This highlights the potential of the method for deployment on resource-constrained devices, providing a robust framework for designing neural networks that achieve an optimal balance between accuracy, computational efficiency, and energy usage. In addition, the consistency of efficiency improvements across various datasets underscores the generalization of the proposed optimization framework.

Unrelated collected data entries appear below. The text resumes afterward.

PR #1053, opened 2020-11-18
feat(apiexplorer): support passing function to handle group change 

dpim:
## 🧰 What's being changed?
- Add support for passing an optional function to handle group change via props (which is called in addition to existing, built-in behavior). 

This function would receive the new group member id whenever onAuthGroupChange() is invoked.

## 🧪 Testing
- Manually verified

### DIFF
--- a/packages/api-explorer/src/index.jsx
+++ b/packages/api-explorer/src/index.jsx
@@ -209,6 +209,11 @@ class ApiExplorer extends React.Component {
     const NewGlossaryTermsContext = utils.GlossaryContext;
     /* eslint-enable global-require */
 
+    const onAuthGroupChange = auth => {
+      if (this.props && this.props.onAuthGroupChange) this.props.onAuthGroupChange(auth);
+      return this.onAuthGroupChange(auth);
+    };
+
     return (
       <div className={`is-lang-${this.state.language}`}>
         <div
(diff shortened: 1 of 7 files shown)


packages/api-explorer/src/index.jsx
```diff
@@ -209,6 +209,11 @@ class ApiExplorer extends React.Component {
     const NewGlossaryTermsContext = utils.GlossaryContext;
     /* eslint-enable global-require */
 
+    const onAuthGroupChange = auth => {
+      if (this.props && this.props.onAuthGroupChange) this.props.onAuthGroupChange(auth);
```
gratcliff, line 213: Might want to check if this is `if (this.props && typeof this.props.onAuthGroupChange === 'function')` to continue `proptype` restrictions and ensure it's callable.

packages/api-explorer/src/index.jsx
```diff
@@ -209,6 +209,11 @@ class ApiExplorer extends React.Component {
     const NewGlossaryTermsContext = utils.GlossaryContext;
     /* eslint-enable global-require */
 
+    const onAuthGroupChange = auth => {
```
erunion, line 212: Instead of doing this here, can you move the following line into the top of the `onAuthGroupChange` function so this supplementary behavior is contained in there? And then in the `onAuthGroupChange` call on line 251 that can remain as `this.onAuthGroupChange`.

gratcliff, line 212: Since you're calling a class method `onAuthGroupChange` of the same name, for consistency and maintainability it might make sense to consolidate prop call inside `this.onAuthGroupChange()`. 

On 117:
```
 if (this.props && this.props.onAuthGroupChange) return this.props.onAuthGroupChange(group);
```

gratcliff (commented):
Looks fine to me! Couple nitpick comments below. Happy to discuss if you'd like.

erunion (changes requested):

packages/api-explorer/src/index.jsx
erunion: Also shouldn't need to verify that `this.props` exists since that's always present.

To assess the suitability of the proposed HW-NAS and the optimization pipeline for MCU deployment, the complexity of our NAS-derived 1D-CNN models and the combined optimized version was compared with representative mobile CNNs reported in the literature. The NAS baseline on the Textures dataset, for example, requires 2.7 M MAC operations, 428.31 KB Flash and 260 ms per inference while the combined optimized model reduces this to 1.384 M MACs, 110.28 KB Flash and 33.98 ms per inference. In contrast, even reduced MobileNetV2 variants with a width multiplier of 0.35 reported in literature still demand tens of millions of MACs (59.2 M) [52]. In addition, the lightweight blade damage detection model LSSD developed in [53] requires 3.541 G MACs. While a lightweight remote sensing-image-dehazing network, named LRSDN proposed in [54] requires 5.209 G MACs. Moreover, the ultra-lightweight Tiny YOLOv3 variant reported for embedded object detection demands over 1.2 G MACs [55]. These comparisons highlight the much larger computational burden of even lightweight models in the literature compared to the optimized NAS model achieved in this work, demonstrating its efficiency and suitability for MCU deployment.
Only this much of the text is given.